━━━━━ DATA SUPPLIED

Issue #6874, opened 2023-02-27
Peers rate limiting


mehdi-aouadi:
In the `ThrottlingSyncSource` we're supposed to consider the `peerRateLimit` more accurately:
Currently we just check if `wantToRequestObjects(count.longValue()) > 0` and proceed with the request.
A more accurate behaviour would be to respond with `min(count, wantToRequestObjects(count.longValue()))`

zilm13:
Also the same with answer. Currently if we are allowed to answer with at least 1 object we provide full response whatever size is it. It would be more precise to provide only objects left in throttle allowance

zilm13:
Plus I'd refactor `wantToSmth` names. It's now clear. Something like `allowedToSmth` or similar could be better

PR #6907, opened 2023-03-06
6874 peer rate limiting

mehdi-aouadi:
## PR Description
- Rename the peers rate limiting methods
- Calculate the blob sidecars rate limiting at runtime (`MAX_REQUEST_BLOCKS_DENEB * spec.getMaxBlobsPerBlock()`)

## Fixed Issue(s)

#6874 

## Documentation

## Changelog

### DIFF
--- a/beacon/sync/src/main/java/tech/pegasys/teku/beacon/sync/forward/multipeer/chains/SyncSourceFactory.java
+++ b/beacon/sync/src/main/java/tech/pegasys/teku/beacon/sync/forward/multipeer/chains/SyncSourceFactory.java
@@ -13,8 +13,8 @@
 
 package tech.pegasys.teku.beacon.sync.forward.multipeer.chains;
 
-import static tech.pegasys.teku.spec.config.Constants.MAX_BLOB_SIDECARS_PER_MINUTE;
-import static tech.pegasys.teku.spec.config.Constants.MAX_BLOCKS_PER_MINUTE;
+import static tech.pegasys.teku.spec.config.Constants.MAX_REQUEST_BLOCKS;
+import static tech.pegasys.teku.spec.config.Constants.MAX_REQUEST_BLOCKS_DENEB;
 import static tech.pegasys.teku.spec.config.Constants.SYNC_BATCH_SIZE;
 import static tech.pegasys.teku.spec.config.Constants.SYNC_BLOB_SIDECARS_SIZE;
 
@@ -22,8 +22,11 @@ import java.util.HashMap;
 import java.util.Map;
 import tech.pegasys.teku.infrastructure.async.AsyncRunner;
 import tech.pegasys.teku.infrastructure.time.TimeProvider;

━━━━━━━━━━

— TASK DIRECTIONS —
Word for word, reproduce the lines of the listing from the first one through the line containing "Currently we just", and no more.

— EXERCISE ANSWER —
Issue #6874, opened 2023-02-27
Peers rate limiting


mehdi-aouadi:
In the `ThrottlingSyncSource` we're supposed to consider the `peerRateLimit` more accurately:
Currently we just check if `wantToRequestObjects(count.longValue()) > 0` and proceed with the request.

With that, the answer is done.